Issue #123, opened 2017-08-12
Bare derived and dataset passing


mathisonian:
One thing that seems to confuse people (understandably!) is that this works:

```
[var name:"x" value:10 /]
[component prop:x /]
```

but this doesn't.
```
[data name:"x" source:"file.json" /]
[component prop:x /]
```

this behavior was intentional to distinguish between passing something by value: ``[component prop:`x` /]``, and creating a 2-way binding to the variable ``[component prop:x /]``.

It seems like this is more confusing than it's worth, and the doc should accept datasets and derived variables without backticks, and figure out the right thing to do. We can show warnings if they try to update something that isn't a variable.

mathisonian:
Closed by https://github.com/idyll-lang/idyll/pull/163

PR #163, opened 2017-09-13
allow bare derived variables and datasets

mathisonian:
This updates the syntax to be more flexible, fixing an issue that was tripping a lot of people up (see  https://github.com/idyll-lang/idyll/issues/123)

It allows for properties to be passed like 

`[Component prop1:myVar prop2:myDerivedVar prop3:myDataset /]` instead of forcing

``[Component prop1:myVar prop2:`myDerivedVar` prop3:`myDataset` /]``

### DIFF
--- a/packages/idyll-document/src/utils/index.js
+++ b/packages/idyll-document/src/utils/index.js
@@ -95,17 +95,25 @@ const getVars = (arr, context) => {
     const [, [, nameValue]] = nameArr
     const [, [valueType, valueValue]] = valueArr;
 
-    if (valueType === 'value') acc[nameValue] = valueValue;
-    if (valueType === 'variable') acc[nameValue] = context[valueValue];
-    if (valueType === 'expression') {
-      const expr = valueValue;
-
-      acc[nameValue] = {
-        value: evalExpression(context, expr),
-        update: (newState, oldState) => {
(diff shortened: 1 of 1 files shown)


packages/idyll-document/src/utils/index.js
```diff
@@ -95,17 +95,25 @@ const getVars = (arr, context) => {
...
+          acc[nameValue] = evalExpression(context, expr);
+        }
+        break;
+      case 'expression':
+        const expr = valueValue;
+        acc[nameValue] = {
+          value: evalExpression(context, expr),
+          update: (newState, oldState) => {
+            return evalExpression(Object.assign({}, oldState, newState), expr)
+          }
```
bclinkinbeard: This could be a one line change couldn't it? Either way is fine though.

`if (valueType === 'variable') acc[nameValue] = context[valueValue] || evalExpression(context, expr);`

mathisonian: Yeah, I made that change, just because I thought there'd be more logic to add in. I can simplify it back (although I'm a little wary of that type of conditional assignment when 0 is a valid value for first expression)

bclinkinbeard: Ah, good point about 0. As you were... :)

PR #165, opened 2017-09-14
Strings have to be wrapped in quotes

bclinkinbeard:
Else things go boom when the expressions are evaluated


mathisonian:
Before we were doing `JSON.stringify()` for all the values (which takes care of wrapping strings in quotes). Do we need to add logic here for `Obects` as well, or is that handled elsewhere?   https://github.com/idyll-lang/idyll-interactive-document/blob/master/src/visitors/node.js#L93

bclinkinbeard:
Ah OK, I remembering wondering about that. Makes sense now. :) Will update.

bclinkinbeard:
There we go.

mathisonian:
👍 LGTM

☆ ☆ ☆

**TASK GOAL:**
From the records above, report the number of lines that hold the string "https" and add nothing.

**ANSWER BELOW:**
3